Required work: How many lines in the entries below contain "from"? Answer with the number only.

Given data:
Issue #1963, opened 2023-04-04
Bug: Index compilation for a source file in a objc_library with implementation_deps fails 


yongjincho92:
### Description

At Snap, we added a change (https://github.com/bazelbuild/bazel/pull/17962) in Bazel fork to support `implementation_deps` for `objc_library` rule. 

We have found that rules_xcodeproj generated Xcode fails to compile a source file that imports a header defined in its implementation_deps. 

Say, ATest is a unit test target and depends on target A. And the target A is an implementation deps of ATest. Building ATest works fine, however, opening `TestA.m` in Xcode editor tap triggers Xcode to index-compile the source file, which fails because path to A.h is not passed as a copt. 

### Reproduction steps

1. Download repro project from https://drive.google.com/file/d/1iixYoxc6Tek8q-VlIqF6udS8_mexCbqs/view?usp=share_link 
2. Extract it and go into dir 
3. run `./bazel run //lib:A.xcodeproj`  (bazel binary bundled together has change https://github.com/bazelbuild/bazel/pull/17962) 
4. run `open lib/A.xcodeproj` 
5. open `TestA.m` and check in Xcode's Index log that the compilation failed due to missing "A.h"

### Expected behavior

When opening TestA.m, Xcode should be able to find "A.h" and compile `TestA.m` successfully. 

### rules_xcodeproj version

1.3.2

### Xcode version

14.1

### Bazel version

upstream/main (b24930f6f90934a0665c7454e12cc6c4e4ecc7b3) + https://github.com/bazelbuild/bazel/pull/17962

brentleyjones:
Thanks for the repro. I'll look into this soon!

yongjincho92:
the bazel binary I bundled together is arm64 executable, so let me know if you need intel cpu version.

brentleyjones:
Apple Silicon is perfect, thanks.

PR #1965, opened 2023-04-04
works but not robust

yongjincho92:
An attempt to fix https://github.com/MobileNativeFoundation/rules_xcodeproj/issues/1963

### DIFF
--- a/xcodeproj/internal/opts.bzl
+++ b/xcodeproj/internal/opts.bzl
@@ -106,7 +106,8 @@ def _get_unprocessed_compiler_opts(
         build_mode,
         has_c_sources,
         has_cxx_sources,
-        target):
+        target,
+        transitive_infos):
     """Returns the unprocessed compiler options for the given target.
 
     Args:
@@ -170,11 +171,16 @@ def _get_unprocessed_compiler_opts(
                 ctx.disabled_features + _UNSUPPORTED_CC_FEATURES
             ),
         )
+        include_directories = depset(
+            compilation_context.includes.to_list(), 
+            transitive = [info.compilation_providers.cc_info.compilation_context.includes for attr, info in transitive_infos if info.compilation_providers.cc_info]
+        )
+
         variables = cc_common.create_compile_variables(
             feature_configuration = feature_configuration,
             cc_toolchain = cc_toolchain,
             user_compile_flags = user_copts,
-            include_directories = compilation_context.includes,
+            include_directories = include_directories,
             quote_include_directories = compilation_context.quote_includes,
             system_include_directories = compilation_context.system_includes,
             framework_include_directories = (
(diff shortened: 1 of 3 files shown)


xcodeproj/internal/opts.bzl
```diff
@@ -170,11 +171,16 @@ def _get_unprocessed_compiler_opts(
                 ctx.disabled_features + _UNSUPPORTED_CC_FEATURES
             ),
         )
+        include_directories = depset(
+            compilation_context.includes.to_list(), 
+            transitive = [info.compilation_providers.cc_info.compilation_context.includes for attr, info in transitive_infos if info.compilation_providers.cc_info]
+        )
```
yongjincho92, line 177: There are a set of hacky and unsafe assumptions in these lines.

brentleyjones: If instead y'all add `local_includes` to https://bazel.build/rules/lib/CompilationContext, similar to https://bazel.build/rules/lib/CompilationContext#local_defines, then we could use that instead of `compilation_context.includes`, and it would work for both normal and implementation deps.

brentleyjones: @ivan-golub

yongjincho92: Good point, let me check on that option!

ivan-golub: thx for suggestion @brentleyjones. This is an option for sure but Im wondering how rules_xcodeproj are handling cc_library implementation deps now? Given that we use same approach for objc_library implementaiton deps, so I would assume we can use same approach instead of introducing new concept for compilation context. Main reason here is that Im actually not 100% sure any of objc impl deps changes will be accepted upstream before objc rules are extracted to starlark by bazel core team and changing base compilation contexts reduced that possibility even further

brentleyjones: We might not be handling them correctly, I haven't checked. And if we aren't, then we would have to do something similar to this (or something similar to Swift, where we grab the arguments from the produced action... but I would really prefer not to go there), which is annoying since `cc_complication_context` currently has all of the information needed to compile the target.

brentleyjones: Looking into the source code, yeah, we probably don't support `cc_library.implementation_deps` either. I'll take a stab at a version of this change.

brentleyjones: We need to do more than includes (like defines as well), so I think what we need to do here is call `cc_common.merge_cc_infos`. Seems we already do that, in one case at least, in `compilation_providers.merge`. I'll adjust that code and pipe it through to fix this.

brentleyjones: https://github.com/MobileNativeFoundation/rules_xcodeproj/pull/1967 should fix it.

yongjincho92:
closing in favor of https://github.com/MobileNativeFoundation/rules_xcodeproj/pull/1967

Written solution: 2